■ **PROBLEM DESCRIPTION**: Each line of the data below that holds the word "testing" is to be reported in full.
= = = =
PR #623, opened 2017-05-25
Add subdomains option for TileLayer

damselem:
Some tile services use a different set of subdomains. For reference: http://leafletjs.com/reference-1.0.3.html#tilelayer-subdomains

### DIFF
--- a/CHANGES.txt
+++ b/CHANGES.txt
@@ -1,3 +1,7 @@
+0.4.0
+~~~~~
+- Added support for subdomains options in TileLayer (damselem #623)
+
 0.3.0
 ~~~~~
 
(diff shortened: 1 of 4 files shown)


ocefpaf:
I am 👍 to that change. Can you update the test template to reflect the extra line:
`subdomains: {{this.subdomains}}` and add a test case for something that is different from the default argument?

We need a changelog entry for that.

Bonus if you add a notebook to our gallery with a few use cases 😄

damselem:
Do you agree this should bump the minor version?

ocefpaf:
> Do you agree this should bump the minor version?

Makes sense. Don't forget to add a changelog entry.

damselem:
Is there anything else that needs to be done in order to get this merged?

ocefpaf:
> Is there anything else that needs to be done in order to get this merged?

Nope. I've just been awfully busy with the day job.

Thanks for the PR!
= = = =
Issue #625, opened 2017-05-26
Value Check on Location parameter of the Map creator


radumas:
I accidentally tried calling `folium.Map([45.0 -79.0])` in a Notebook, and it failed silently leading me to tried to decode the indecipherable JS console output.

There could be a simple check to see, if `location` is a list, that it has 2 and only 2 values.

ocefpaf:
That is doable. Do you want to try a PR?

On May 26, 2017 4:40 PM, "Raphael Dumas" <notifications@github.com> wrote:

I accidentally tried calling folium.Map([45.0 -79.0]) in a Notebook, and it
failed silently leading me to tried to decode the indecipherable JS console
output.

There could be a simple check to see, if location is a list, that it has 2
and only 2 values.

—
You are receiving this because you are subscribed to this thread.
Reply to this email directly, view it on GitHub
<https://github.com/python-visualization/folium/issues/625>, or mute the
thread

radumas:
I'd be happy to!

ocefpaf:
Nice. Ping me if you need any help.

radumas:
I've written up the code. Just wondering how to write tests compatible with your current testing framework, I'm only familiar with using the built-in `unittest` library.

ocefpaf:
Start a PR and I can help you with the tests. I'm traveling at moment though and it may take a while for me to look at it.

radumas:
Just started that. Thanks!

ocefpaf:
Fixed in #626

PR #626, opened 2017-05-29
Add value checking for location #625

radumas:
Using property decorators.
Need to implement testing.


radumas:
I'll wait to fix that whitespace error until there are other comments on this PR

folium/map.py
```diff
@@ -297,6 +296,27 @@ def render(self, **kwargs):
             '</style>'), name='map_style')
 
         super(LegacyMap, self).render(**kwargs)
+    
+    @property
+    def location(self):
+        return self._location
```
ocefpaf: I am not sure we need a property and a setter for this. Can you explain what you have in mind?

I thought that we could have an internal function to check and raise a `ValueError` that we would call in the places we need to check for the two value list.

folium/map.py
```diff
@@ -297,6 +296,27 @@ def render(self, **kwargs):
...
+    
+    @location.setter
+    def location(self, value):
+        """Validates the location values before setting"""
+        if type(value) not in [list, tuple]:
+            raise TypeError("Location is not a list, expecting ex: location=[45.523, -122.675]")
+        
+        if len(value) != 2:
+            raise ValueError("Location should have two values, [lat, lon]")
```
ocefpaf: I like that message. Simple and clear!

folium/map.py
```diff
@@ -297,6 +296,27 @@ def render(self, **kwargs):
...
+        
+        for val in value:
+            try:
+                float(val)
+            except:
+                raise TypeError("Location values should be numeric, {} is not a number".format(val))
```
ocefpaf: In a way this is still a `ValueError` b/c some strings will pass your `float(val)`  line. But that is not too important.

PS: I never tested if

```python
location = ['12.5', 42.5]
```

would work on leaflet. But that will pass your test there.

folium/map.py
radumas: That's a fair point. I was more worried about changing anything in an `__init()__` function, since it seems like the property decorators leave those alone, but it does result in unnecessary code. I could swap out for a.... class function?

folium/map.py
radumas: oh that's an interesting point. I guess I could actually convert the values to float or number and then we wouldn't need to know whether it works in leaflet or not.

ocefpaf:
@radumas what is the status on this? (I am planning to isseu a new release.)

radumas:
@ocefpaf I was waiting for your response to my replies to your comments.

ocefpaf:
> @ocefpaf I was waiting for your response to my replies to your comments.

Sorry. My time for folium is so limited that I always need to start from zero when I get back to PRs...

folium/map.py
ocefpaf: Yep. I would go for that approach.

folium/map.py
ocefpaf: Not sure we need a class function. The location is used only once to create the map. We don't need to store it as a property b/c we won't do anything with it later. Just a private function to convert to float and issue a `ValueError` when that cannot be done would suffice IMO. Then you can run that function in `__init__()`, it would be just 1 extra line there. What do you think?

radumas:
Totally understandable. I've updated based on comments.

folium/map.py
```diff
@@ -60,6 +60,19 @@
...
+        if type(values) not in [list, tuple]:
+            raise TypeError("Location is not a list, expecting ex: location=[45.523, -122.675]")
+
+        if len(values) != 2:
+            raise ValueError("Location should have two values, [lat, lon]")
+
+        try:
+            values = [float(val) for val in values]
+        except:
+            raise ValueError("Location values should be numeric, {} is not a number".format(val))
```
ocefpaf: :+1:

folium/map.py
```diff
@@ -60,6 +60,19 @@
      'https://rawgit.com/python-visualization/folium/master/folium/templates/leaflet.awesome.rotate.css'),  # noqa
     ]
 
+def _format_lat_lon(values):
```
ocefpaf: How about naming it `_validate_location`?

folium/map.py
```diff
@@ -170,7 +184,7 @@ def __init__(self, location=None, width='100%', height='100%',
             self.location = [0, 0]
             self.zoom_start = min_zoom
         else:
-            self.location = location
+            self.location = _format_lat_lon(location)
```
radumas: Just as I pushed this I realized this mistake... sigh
= = = =
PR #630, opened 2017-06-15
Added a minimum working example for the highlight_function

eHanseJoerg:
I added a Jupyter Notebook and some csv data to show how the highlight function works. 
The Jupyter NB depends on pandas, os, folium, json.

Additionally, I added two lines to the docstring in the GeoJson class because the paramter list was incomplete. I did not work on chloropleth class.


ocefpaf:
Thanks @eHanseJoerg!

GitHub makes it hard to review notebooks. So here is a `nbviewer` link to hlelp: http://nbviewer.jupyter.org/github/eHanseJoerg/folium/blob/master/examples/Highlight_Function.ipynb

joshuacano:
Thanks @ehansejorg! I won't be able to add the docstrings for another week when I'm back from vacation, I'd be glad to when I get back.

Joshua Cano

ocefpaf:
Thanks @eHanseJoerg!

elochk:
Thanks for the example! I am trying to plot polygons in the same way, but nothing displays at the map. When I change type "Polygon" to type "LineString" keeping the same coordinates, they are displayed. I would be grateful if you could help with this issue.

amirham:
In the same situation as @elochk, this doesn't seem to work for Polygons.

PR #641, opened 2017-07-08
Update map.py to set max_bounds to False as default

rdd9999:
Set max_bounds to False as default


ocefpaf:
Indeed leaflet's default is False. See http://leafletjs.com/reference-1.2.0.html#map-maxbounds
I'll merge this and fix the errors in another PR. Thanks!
= = = =
■ **ANSWER BOX**:
I've written up the code. Just wondering how to write tests compatible with your current testing framework, I'm only familiar with using the built-in `unittest` library.
Need to implement testing.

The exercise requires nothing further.